Of course, in contrast, in saner times, the great majority of people in Western societies declined to go to university precisely because they had within them a much broader range of talent and therefore the capacity to contribute to society in a wide variety of ways, not just in one or two. They would, in those times, get a baseline formal education in the public school system up to sometimes year nine, sometimes year twelve or thirteen, enough though to equip them to go out into the world and develop the specific talents that most spoke to their souls, as well as to continue learning their entire lives long in the mode and from the sources they considered the most valuable and dependent.

Believe it or not, there was a time when people learned history and science on their own. They were auto-didacts, they were self-learners. And this old way of approaching education, so infused with, well, common sense, and infused with wisdom and practicality, this worked.

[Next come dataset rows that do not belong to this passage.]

PR #1047, opened 2024-11-13
chore: update build for the whole repo

frontendphil:
## What it solves
This PR updates the build for the whole repo. 

## How this PR fixes it

- All packages produce a CJS and ESM build
- All packages specify their exports according to what bundlers and Node need to understand it
- Tests of different packages do not require the internals of other packages
  - added new `package/test-utils` entry point where necessary
- The TS setup has been updated to address an OOM error that was caused by the last PR
  - path aliases are specified in the projects that need them instead of inside the global config
  - the `baseUrl` property is set on the package level, which reduces the memory footprint of a `tsc` build

## What is still open

Some `api-kit` tests started failing. AFAICT, this has something to do with the `PRIVATE_KEY` environment variable not being set to the correct value. However, I wonder why this wasn't an issue earlier, and I also can't pinpoint a change I made that would result in this variable not being picked up correctly. I would appreciate help looking into this, as I think I've addressed all other issues. 

The build for `relay-kit` is also a bit weird because the tests in other packages needed to require deeply into this package to mock internals. That's not great, but to "properly" fix this, I think the general test setup needs to be adjusted, and that's definitely out of the scope of what I'm trying to achieve here. 

There is also one test in `protocol-kit` that now times out. But AFAICT it only does that on CI. When I run the tests locally, they all pass.


dasanra:
@frontendphil Hey thanks for such work. Looks very promising.

Yes don't worry about the remaining CI, secrets are not accessible from forks. We will do a review and bring the code to an integration branch to completely test CI.

PR #1049, opened 2024-11-15
chore: build kits with cjs and esm targets

dasanra:
## What it solves
Continues #1047


frontendphil:
Hey folks! I wanted to give this a little bump because I'm working on the next thing, and once again, I'm seeing your code in a stack trace related to the whole CJS/ESM interop stuff. As always, If there is anything I can do to help push this forward, just let me know.

DaniSomoza:
Hi @frontendphil 

We’ve made significant progress and, after running multiple tests, it seems to be working well overall.

However, there’s one issue related to CommonJS compatibility that we’re still trying to address.

Specifically, due to the way the Safe class from the protocol-kit is exported, users currently need to use .default when importing it in CommonJS:

```javascript
const Safe = require('@safe-global/protocol-kit').default // TODO: remove .default

Safe.init({ key: 'value' })
```

We’d love to eliminate the need for `.default` to simplify integration for CommonJS, but we haven’t found a clean, simple solution without introducing extra complexity.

For example, how many people, despite not having any formal education, or the ability to even read plans, could build great structures that still remain standing and solid no matter what the climate throws at them, those structures today? How many could identify a problem with crop failure and despite never having attended a horticultural school know exactly how to remedy the problem and have a good harvest the following year? How many people have healed the sick and brought relief to the ailing and yet those people have never attended medical school? I mean these are just a few of many examples that many of you will identify with.

You might now be wondering how the system changed from that sane one of old to the sort of freakish one of today, one which features a grotesquely university top-heavy society, which is marred by a relentless devaluation in the value of academic degrees.

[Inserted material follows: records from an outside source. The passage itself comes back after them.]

Issue #1054, opened 2024-11-21
Passkey signer error when using Bitwarden extension


nlordell:
> This issue was originally posted by @richardhenry in https://github.com/safe-global/safe-modules/issues/500

## Description

One of our users is experiencing issues using the passkey signer with their Safe wallet in my dapp. I think the issue is that they are using the Bitwarden Chrome extension for passkeys/passwords, which doesn't seem to provide passkey data as an ArrayBuffer. This is probably non-standard behavior, but Bitwarden otherwise works fine for general passkey sign-in, so I suspect that maybe the WebAuthn code in the Safe library needs to be more robust.

Here is the error that they were seeing in their browser console:

![Screenshot_2024-11-18_at_6 59 35_PM](https://github.com/user-attachments/assets/c855c026-e88b-4c48-8c32-873ab78c3d7d)

## Environment

- @safe-global/protocol-kit@5.0.2
- @safe-global/relay-kit@3.2.4
- Chrome 130.0.6723.91 (Official Build) (arm64)
- macOS Sonoma 14.6
- Bitwarden browser extension 48.0

## Steps to reproduce

1. Use Google Chrome with the Bitwarden browser extension
2. Call signSafeOperation with a passkey signer

richardhenry:
It looks like Bitwarden is providing a Uint8Array instead of an ArrayBuffer, and I'm also seeing just a plain Array type in our logs from some other unknown password manager. I have a fix for this that is working for our users - I'll open a PR. Thanks!

PR #1094, opened 2025-01-08
fix(protocol-kit): Fix non-ArrayBuffer passkey signature error (#1054)

richardhenry:
Some non-standards compliant password managers (including Bitwarden) provide the passkey signature as a Uint8Array or as an Array of numbers instead of an ArrayBuffer.

This causes a "First argument to DataView constructor must be an ArrayBuffer" error in extractSignature.

This change makes this code robust to such password managers.

Solves #1054


richardhenry:

richardhenry:
recheck

dasanra (approved):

And by the way, the term “degree factory” or “degree mill”, we'll call it, is one that many academics are very familiar with, but few call out publicly. This may be because of the dirty little secret in academia, which is that academic promotion often depends on the number of masters and doctoral students an academic institution successfully pushes through the system.

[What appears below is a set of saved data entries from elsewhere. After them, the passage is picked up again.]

Issue #1088, opened 2024-12-23
[APIKit] Type mistmatch between txs-service and SDK


gjeanmart:
## Description

There is a mismatch between the APIKit result and the transaction-service response, leading to an `undefined` value.

The transaction-service returns a `masterCopy` field as part of the `/api/v1/safes/<safe>/` endpoint response:

<img width="969" alt="image" src="https://github.com/user-attachments/assets/3aabc37a-6c54-4c3d-90a3-d72f7af2b347" />

However, APIKit expects and handles this value under the `singleton` field:

https://github.com/safe-global/safe-core-sdk/blob/main/packages/api-kit/src/types/safeTransactionServiceTypes.ts#L44-L54
```typescript
export type SafeInfoResponse = {
  readonly address: string
  readonly nonce: number
  readonly threshold: number
  readonly owners: string[]
  readonly singleton: string // <<<<< HERE
  readonly modules: string[]
  readonly fallbackHandler: string
  readonly guard: string
  readonly version: string
}
```

This discrepancy results in `safe.singleton` being `undefined` when calling:

```typescript
const safe = await apiKit.getSafeInfo(safe)
```

## Environment
- Safe Core SDK versions:
  
  - api-kit: 2.5.4
  - protocol-kit:
  - relay-kit:
  - types-kit:
  - sdk-starter-kit:
- Safe contract version: 
- Environment:
  - browser
  - non-browser

## Steps to reproduce

```typescript
const safe = '0x...' // some safe on Mainnet
const apiKit = new SafeApiKit({
  chainId: 1
})
const safe = await apiKit.getSafeInfo(safe)
expect(safe.singleton).toBeDefined() // fails
```

## Expected result

The response should consistently return a `singleton` field, correctly mapping the `masterCopy` value from the transaction-service response.

## Additional context

**Workaround:** 

```typescript
const safe = '0x...' // some safe on Mainnet
const apiKit = new SafeApiKit({
  chainId: 1
})
const safe = await apiKit.getSafeInfo(safe)
expect(safe['masterCopy']).toBeDefined() // success
```

Issue #1085, opened 2024-12-18
Get Incoming Transaction response type


salochara:
Hi!

I am using the [.getIncomingTransactions()](https://github.com/safe-global/safe-core-sdk/blob/1cff4b5ed70efc58dc6699e140cee0774c13cb83/packages/api-kit/src/SafeApiKit.ts#L486) from the SafeApiKit using a Safe that was deployed with Safe4437. 

Whenever I call this method, I get the `tokenInfo` property which is not defined in the `TransferListResponse` type. 

TypeScript correctly complains about it, but I am actually getting that `tokeInfo` property populated whenever I am dealing with ERC-20 tokens.
And also I am getting the `transferId`  property that's also not defined in `TransferListResponse` type

```
  incoming transactions {
  count: 3,
  next: null,
  previous: null,
  results: [
  {
      type: 'ERC20_TRANSFER',
      executionDate: '...',
      blockNumber: ...,
      transactionHash: '....',
      to: '...',
      value: '...',
      tokenId: null,
      tokenAddress: '...',
      transferId: '...',
      tokenInfo: [Object],
      from: 'Ox'
   },
  ]}
  ```

PR #1100, opened 2025-01-16
fix(api-kit): add missing properties to types

### LINKED ISSUE #1064: SafeMultisigTransactionResponse dataDecoded field's type
## Description

Hi there,

I’ve recently started using the safe-sdk and came across what seems to be a type mismatch. When using the `getMultisigTransactions` method from SafeApiKit (imported from @safe-global/api-kit) on an instance of new SafeApiKit, the API returns structured data for the `dataDecoded` field. However, the `SafeMultisigTransactionResponse` type, which is the return type of the `getMultisigTransactions` method, defines `dataDecoded as a string` as seen [here](https://github.com/safe-global/safe-core-sdk/blob/014f365e46cf278897c5ece45c1490c7c749f2d7/packages/types-kit/src/types.ts#L234).

Could you confirm if this is expected behavior or if the type definition needs to be updated?

Thanks for your help!

What I do is very simple:

```typescript

const getTransactionList = async () => {
    const safeApiClient = new SafeApiKit({ chainId }) // I put the instance creation here for simplicity of having the relevant line of codes
    const trxList = await safeApiClient.getMultisigTransactions(
      process.env.NEXT_PUBLIC_SAFE_WALLET_ADDRESS
    )
    
   return trxList
}
```

What it returns:

Screenshot 2024-12-02 at 18 59 32

## Environment
- Safe Core SDK versions:
  
  - api-kit: `2.5.4`
  - protocol-kit: `5.0.4`
  - relay-kit: `3.2.4`
  - types-kit: `1.0.0`
  - sdk-starter-kit:
- Safe contract version: `1.4.1+L2`
- Environment:
  - browser: chrome

## Expected result

The field of `decodedData` [here](https://github.com/safe-global/safe-core-sdk/blob/014f365e46cf278897c5ece45c1490c7c749f2d7/packages/types-kit/src/types.ts#L234) respects the return type of the api field.

## Additional context

I'm using the sdk in a nextjs project.

dasanra:
## What it solves
Resolves #1064, #1085, #1088

## How this PR fixes it
Adds missing properties to types


packages/api-kit/src/SafeApiKit.ts
```diff
@@ -258,6 +258,14 @@ class SafeApiKit {
     return sendRequest({
       url: `${this.#txServiceBaseUrl}/v1/safes/${address}/`,
       method: HttpMethod.Get
+    }).then((response: any) => {
+      // FIXME remove when service returns the singleton property
```
DaniSomoza, line 262:
```suggestion
      // FIXME remove when the service always returns the singleton property
```

I Think that this small change makes clear that the condition for removal is when the API always consistently returns the singleton property.

DaniSomoza (approved):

But back to the reason for the deleterious change I was discussing. It's simple. Over the course of the last 30 years, our economy has been treasonously and mercilessly de-industrialized and outsourced. We don't produce the things we used to produce in this country. We all know about sending the production off to China. As that has occurred, the off-ramps into the real world out of high school have become fewer and fewer for our students, for our young people. Year 13s have for years now been told that the only viable option for them after high school is to go on to university. Of course what isn't openly stated is that university has become the number one option by default as other options have been eliminated through the elimination of much of our economy.

Going to university is not what many year 13s need or even want, but promoted by their so-called counselors at school, they go in droves and their continued enrolment keeps the sham alive and the money flowing into the coffers of the university class and the government aid bureaucrats and the grant bestowers down in Wellington. And so it has continued and built, unabated.

New Zealand Loyal will seek to end this morally bankrupt education system. We shall do so by first and foremost reinvigorating our economy and restoring it to full spectrum balance so that the off-ramps for students at the end of high school are many and they're varied. If you would like to know more about that, you can listen to my prior address on the economy for further details about this growth of our New Zealand economy.